= Simple Gateway Control Protocol =

The Simple Gateway Control Protocol (SGCP) is a communications protocol used within a voice over Internet Protocol (VoIP) system. It has been superseded by the Media Gateway Control Protocol (MGCP), another implementation of the media gateway control protocol architecture.

The Simple Gateway Control Protocol was published in several Internet Engineering Task Force (IETF) draft versions between May and July 1998 by Mauricio Arango and Christian Huitema, at Telcordia Technologies (formerly Bellcore). The protocol architecture decomposes a telecommunications gateway located at the boundary between the public switched telephone network and an Internet Protocol (IP) network, such as the Internet, into a media gateway controller (MGC) on the IP network, providing call and device control, and multiple media gateways (MGs) that handle the actual media conversion to the analog or digital circuits of the PSTN, or simply connect residential telephones. Other implementations of the architecture refer to the controller as a softswitch. Communication between multiple media gateway controllers is handled by other protocols, such as the Session Initiation Protocol (SIP).

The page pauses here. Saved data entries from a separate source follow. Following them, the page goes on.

PR #7087, opened 2026-08-02
fix(l1): bound snap sync retries on PeerTable request timeouts

### LINKED ISSUE #6853: Sync retry loop has no backoff or consecutive-failure cap for recoverable errors
**Context:** #6823 classifies `ActorError::RequestTimeout` from the PeerTable actor as recoverable, so a transient mailbox-pressure timeout no longer terminates the node (`exit(2)`) mid-sync.

**Problem:** When a sync cycle fails with a recoverable error, `SyncManager::start_sync`'s loop re-enters `Syncer::start_sync` immediately as long as a snap header-download checkpoint exists — with no backoff and no consecutive-failure counter. That's correct for one-off transient timeouts, but if the cause is structural (peer-table actor wedged on a deadlocked request, persistent task starvation), the same `RequestTimeout` fires every ~5s and the node spins in a retry loop indefinitely instead of failing loudly.

**Proposed mitigations** (from review discussion on #6823):
1. Bound consecutive recoverable `RequestTimeout`s — e.g. 5 in a row without an intervening successful cycle escalates to fatal.
2. Add a small capped backoff (linear or 2× capped) in the `sync_manager.rs` retry loop on recoverable errors.

**Related:** in full sync (no snap checkpoint) a recoverable error breaks the manager loop and sync idles until the next FCU — pre-existing behavior for all recoverable error classes; a retry-semantics rework could cover both paths.

NikhilSharmaWe:
Closes #6853

## Summary

After #6823, PeerTable `RequestTimeout` is recoverable. With a snap header-download checkpoint, the manager could retry immediately forever if that timeout kept firing.

This change:

- returns a cycle outcome from `Syncer::start_sync`
- backs off on recoverable failures in the snap manager loop (1s, doubling, capped at 30s)
- exits after 5 consecutive PeerTable `RequestTimeout`s with no successful cycle in between
- leaves full sync alone (still stops until the next FCU when there's no checkpoint)

**Scope note:** backoff fixes the *immediate* retry for every recoverable error. The consecutive-failure cap (and shutdown) applies only to `RequestTimeout`. A persistent non-timeout recoverable error can still retry indefinitely at the 30s cap - intentional for #6853, not a hard give-up for `RecoverableOther`.

## Test plan

- [ ] `cargo test -p ethrex-p2p --lib sync::tests`
- [ ] `cargo test -p ethrex-p2p --lib sync_manager::tests`

### DIFF
--- a/crates/networking/p2p/sync_manager.rs
+++ b/crates/networking/p2p/sync_manager.rs
@@ -18,8 +18,105 @@ use tracing::{debug, error, info, warn};
 
 use crate::{
     peer_handler::PeerHandler,
-    sync::{SyncDiagnostics, SyncMode, Syncer},
+    sync::{SyncCycleOutcome, SyncDiagnostics, SyncMode, Syncer},
 };
+
+/// Maximum consecutive PeerTable `RequestTimeout` cycles without an intervening
+/// successful cycle before the snap manager loop escalates to `exit(2)`.
+/// The counter resets on each successful cycle. Value matches the pivot-update
+/// rotation budget in `snap_sync`.
+const MAX_CONSECUTIVE_REQUEST_TIMEOUTS: u64 = 5;
+
+/// Initial backoff after a recoverable sync-cycle failure in the manager loop.
+const INITIAL_RETRY_DELAY: Duration = Duration::from_secs(1);
+
+/// Upper bound for exponential backoff between recoverable sync-cycle retries.
+const MAX_RETRY_DELAY: Duration = Duration::from_secs(30);
+
+/// Action produced by [`SyncRetryState`] after observing a cycle outcome.
+#[derive(Debug, Clone, Copy, PartialEq, Eq)]
+enum SyncRetryAction {
+    /// Continue the manager loop; optionally sleep before the next cycle.
+    Continue { sleep: Option<Duration> },
+    /// Too many consecutive PeerTable request timeouts; escalate to fatal.
+    Fatal,
+}
+
+/// Tracks consecutive PeerTable request timeouts and backoff for the snap
+/// manager retry loop.
+#[derive(Debug, Clone, PartialEq, Eq)]
+struct SyncRetryState {
+    consecutive_timeouts: u64,
+    backoff: Duration,
+}
+
+impl SyncRetryState {
+    fn new() -> Self {
+        Self {
+            consecutive_timeouts: 0,
+            backoff: INITIAL_RETRY_DELAY,
+        }
+    }
+
+    fn on_outcome(&mut self, outcome: SyncCycleOutcome) -> SyncRetryAction {
+        match outcome {
+            SyncCycleOutcome::Success => {
+                self.consecutive_timeouts = 0;
+                self.backoff = INITIAL_RETRY_DELAY;
+                SyncRetryAction::Continue { sleep: None }
+            }
+            SyncCycleOutcome::RecoverableTimeout => {
+                self.consecutive_timeouts += 1;
+                if self.consecutive_timeouts >= MAX_CONSECUTIVE_REQUEST_TIMEOUTS {
+                    return SyncRetryAction::Fatal;
+                }
+                let sleep_for = self.backoff;
+                self.backoff = next_backoff(self.backoff);
+                SyncRetryAction::Continue {
+                    sleep: Some(sleep_for),
+                }
+            }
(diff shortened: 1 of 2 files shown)


crates/networking/p2p/sync_manager.rs
```diff
@@ -229,16 +327,36 @@ impl SyncManager {
...
+                    .is_some();
+                let action = retry_state.on_outcome(outcome);
+                match next_sync_loop_step(action, will_continue) {
+                    SyncLoopStep::ExitFatal => {
+                        error!(
+                            consecutive_timeouts = retry_state.consecutive_timeouts,
+                            max = MAX_CONSECUTIVE_REQUEST_TIMEOUTS,
+                            "Sync cycle failed with {MAX_CONSECUTIVE_REQUEST_TIMEOUTS} consecutive PeerTable request timeouts without a successful cycle; exiting"
+                        );
+                        std::process::exit(2);
```
ElFantasma: A hard `process::exit` from inside a spawned task skips the node's shutdown sequence entirely — no store flush, no recorded cause, destructors never run. On a node with a live RocksDB and a block-data buffer that is drained by an explicit flush, that means dropping whatever the buffer was holding, on a path that fires precisely when the network is already unhealthy.

The codebase has machinery for this. `spawn_fatal` (`cmd/ethrex/initializers.rs:243`) exists so a subsystem can declare the node dead: it logs loudly, records the cause, cancels the node, and `main` exits non-zero after the shutdown sequence runs. Its own doc comment describes exactly this situation.

The catch is layering — `spawn_fatal` is in `cmd/ethrex`, and `crates/networking/p2p` can't depend upward on the binary, so it isn't callable from here. That makes this a design question rather than a one-line swap:

- surface the fatal condition to the caller (the manager task could return it, or set a flag the node loop polls) and let `cmd/ethrex` invoke its existing path, or
- hand `SyncManager` a cancellation token / shutdown handle at construction and trigger that instead of exiting.

Either keeps the fatal semantics you want while going through the flush. There are already a few `process::exit` calls under `crates/networking/p2p` (`snap_sync.rs` has three), so this isn't unprecedented — but those predate this PR and adding a fourth on a newly-reachable path is worth pausing on, especially since exit code 2 here is otherwise undocumented.

crates/networking/p2p/sync_manager.rs
```diff
@@ -18,9 +18,106 @@ use tracing::{debug, error, info, warn};
...
+                if self.consecutive_timeouts >= MAX_CONSECUTIVE_REQUEST_TIMEOUTS {
+                    return SyncRetryAction::Fatal;
+                }
+                let sleep_for = self.backoff;
+                self.backoff = next_backoff(self.backoff);
+                SyncRetryAction::Continue {
+                    sleep: Some(sleep_for),
+                }
+            }
+            SyncCycleOutcome::RecoverableOther => {
```
ElFantasma, line 80: `RecoverableOther` backs off but never increments `consecutive_timeouts`, and only `Success` resets the backoff — so a persistent non-timeout recoverable error retries forever at the 30s cap.

That's a deliberate choice and the comment says so, and it matches #6853's scope. Worth being explicit in the PR description though, because the stated problem is "could retry immediately forever": this fixes *immediately* for every recoverable error but only fixes *forever* for `RequestTimeout`. A node stuck on a persistent `RecoverableOther` still loops indefinitely, just at 30s intervals rather than hot.

Bounded resource use, so not a blocker. But if the intent is that any persistent recoverable failure eventually gives up, a separate cap on total consecutive failures (reset by `Success`, same as the timeout counter) would cover it without conflating the two error classes.

crates/networking/p2p/sync_manager.rs
NikhilSharmaWe: This was relevant. Switched to your second option:

- Keep the construction-time `CancellationToken` on `SyncManager`
- On the timeout cap, `cancel()` instead of `process::exit`

That lets L1 run `server_shutdown` and flush the store.

crates/networking/p2p/sync_manager.rs
NikhilSharmaWe: Updated the PR description to make this explicit:

- Backoff applies to **all** recoverable errors
- The consecutive-failure shutdown applies only to `RequestTimeout`
- A persistent `RecoverableOther` can still retry at the 30s cap

PR #7089, opened 2026-08-03
fix(l1): align SIGPARAM copy operands with CALLDATACOPY

edg-l:
EIP-8141 changed the `SIGPARAM` copy form's operand order so it matches `CALLDATACOPY`: the three operands below `signatureIndex` and `param` are now `memOffset`, `dataOffset`, `length` (ethereum/EIPs@4a9ad32c, "align SIGPARAM copy operand order with CALLDATACOPY"). We still popped them in the old `length`, `dataOffset`, `memOffset` order, so an ARBITRARY-signature verifier copying its own bytes read the wrong three words — consensus-visible, since `SIGPARAM 0x04` is the only way to reach those bytes from the EVM.

- `OpSigParamHandler` pops `[mem_offset, data_offset, length]`.
- Doc comment and `docs/eip-8141.md` state the operand order top-first, like `FRAMEDATACOPY`.
- `sigparam_copy_code` pushes in the new order, and a new test pins it with three distinct operands and a destination past the first word, so a reversed read lands the bytes elsewhere instead of coincidentally passing.

The two existing copy tests use `memOffset = 0`; they now exercise the new order too.

Note for the frame-tx satellite branches: `eip-7906`, `eip-8250` and `eip-8272` all touch `OpSigParamHandler` and will need this one-line rebase.


ilitteri (approved):

iovoid (approved):

crates/vm/levm/src/opcode_handlers/frame_tx.rs
```diff
@@ -457,10 +457,11 @@ impl OpcodeHandler for OpFrameParamHandler {
 /// SIGPARAM (0xB4) -- signature-scoped metadata and data copy (EIP-8141).
 /// Metadata (params 0x00-0x03): stack `[param, signatureIndex]` with
 /// `signatureIndex` on top; gas 2; returns one word (0x00 effective signer,
-/// 0x01 scheme, 0x02 msg, 0x03 len(signature)). Copy (param 0x04): stack
-/// `[memOffset, dataOffset, length, param, signatureIndex]` with `signatureIndex`
-/// on top; CALLDATACOPY gas; copies an ARBITRARY signature's raw bytes into
-/// memory (zero-filled past the end) and pushes nothing — any other scheme halts.
+/// 0x01 scheme, 0x02 msg, 0x03 len(signature)). Copy (param 0x04): takes
+/// `[signatureIndex, param, memOffset, dataOffset, length]` from the stack,
```
ElFantasma: nit: this list reads top-first (`signatureIndex` first, because it's on top), but the metadata sentence two lines up lists `[param, signatureIndex]` bottom-first and spells out "`signatureIndex` on top". Same operand, same position, opposite ends of the list — and the copy form is the one that never says which end is the top.

`FRAMEDATALOAD` at :266 has the same top-first shape as this line and does state it ("with offset on top (popped first)"), so borrowing that phrasing keeps it unambiguous:

```rust
/// 0x01 scheme, 0x02 msg, 0x03 len(signature)). Copy (param 0x04): takes
/// `[signatureIndex, param, memOffset, dataOffset, length]` with `signatureIndex`
/// on top (popped first), matching `CALLDATACOPY`'s operand order; CALLDATACOPY
```

Worth tightening precisely because misreading this list in the other direction is the bug being fixed here.

docs/eip-8141.md
```diff
@@ -316,8 +316,9 @@ signature-scoped metadata for `signatures[signatureIndex]`:
 | 0x02 | msg (0 when empty — the canonical sig-hash case — else the 32-byte digest) |
 | 0x03 | len(signature) |
 
-**Copy (param 0x04)** — Stack input `[memOffset, dataOffset, length, param,
-signatureIndex]` (signatureIndex on top); no stack output; gas cost matches
+**Copy (param 0x04)** — Stack input `[signatureIndex, param, memOffset, dataOffset,
+length]` (signatureIndex on top, then the `CALLDATACOPY` operand order); no stack
```
ElFantasma: nit: same notation clash as the Rust doc comment, and a bit sharper here — the metadata paragraph above says `[param, signatureIndex]` **(signatureIndex on top)** and this one says `[signatureIndex, param, memOffset, dataOffset, length]` **(signatureIndex on top)**. Identical parenthetical, opposite ends of the list, four lines apart; a reader can reasonably conclude the two forms pop the index from different ends.

Making the copy line say it's listed top-first (or reordering it to match the metadata line) resolves it either way.

ElFantasma (approved):
Two doc nits, both non-blocking.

Shortly after its publication, SGCP was merged with the Internet Protocol Device Control (IPDC) proposal sponsored by Level3 Communications in the Fall of 1998. This led to the definition of the Media Gateway Control Protocol, jointly submitted to the IETF by the authors of SGCP and IPDC in October 1998. MGCP was used as a conceptual basis with additions from the Media Gateway Device Protocol by Lucent resulting in the Megaco/H.248 protocol, which gained formal standards-level status at the IETF and the International Telecommunication Union (ITU).